** Opening Records provided block **

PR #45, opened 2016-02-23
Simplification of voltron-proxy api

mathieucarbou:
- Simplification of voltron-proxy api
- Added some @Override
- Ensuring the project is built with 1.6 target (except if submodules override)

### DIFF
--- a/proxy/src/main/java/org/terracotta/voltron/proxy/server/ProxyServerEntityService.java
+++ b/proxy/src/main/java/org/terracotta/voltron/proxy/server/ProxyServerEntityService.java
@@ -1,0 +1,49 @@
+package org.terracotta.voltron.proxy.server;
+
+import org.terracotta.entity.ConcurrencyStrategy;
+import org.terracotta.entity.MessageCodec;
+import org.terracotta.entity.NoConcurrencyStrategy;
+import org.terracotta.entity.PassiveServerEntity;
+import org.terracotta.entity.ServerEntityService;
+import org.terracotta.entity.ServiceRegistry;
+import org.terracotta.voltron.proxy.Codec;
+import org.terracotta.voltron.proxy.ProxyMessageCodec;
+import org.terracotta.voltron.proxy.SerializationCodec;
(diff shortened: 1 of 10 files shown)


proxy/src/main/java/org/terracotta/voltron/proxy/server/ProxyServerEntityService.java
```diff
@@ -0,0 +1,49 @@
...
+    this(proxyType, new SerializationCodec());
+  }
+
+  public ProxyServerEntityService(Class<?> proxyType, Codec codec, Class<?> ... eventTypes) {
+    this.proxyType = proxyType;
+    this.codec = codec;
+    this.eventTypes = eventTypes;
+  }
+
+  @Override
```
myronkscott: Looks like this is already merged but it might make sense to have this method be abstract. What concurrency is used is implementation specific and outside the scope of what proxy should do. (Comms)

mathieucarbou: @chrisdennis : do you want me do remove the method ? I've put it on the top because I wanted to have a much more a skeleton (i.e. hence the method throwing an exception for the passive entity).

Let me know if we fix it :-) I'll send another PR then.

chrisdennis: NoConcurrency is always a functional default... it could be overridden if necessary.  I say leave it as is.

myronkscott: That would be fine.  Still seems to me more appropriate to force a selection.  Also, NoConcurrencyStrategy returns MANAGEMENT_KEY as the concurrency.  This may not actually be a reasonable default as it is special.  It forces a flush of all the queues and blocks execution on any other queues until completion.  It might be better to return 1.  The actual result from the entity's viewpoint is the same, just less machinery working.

** Closing Records provided block **
** Opening Records provided block **

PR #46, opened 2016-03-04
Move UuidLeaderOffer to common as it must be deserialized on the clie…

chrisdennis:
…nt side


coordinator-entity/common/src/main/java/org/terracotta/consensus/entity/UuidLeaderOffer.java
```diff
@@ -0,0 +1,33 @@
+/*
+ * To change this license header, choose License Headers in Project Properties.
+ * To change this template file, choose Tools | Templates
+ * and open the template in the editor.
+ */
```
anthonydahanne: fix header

** Closing Records provided block **

Reply with one number: the count of lines in the entries that include the word "eventTypes".

> _Result_:
2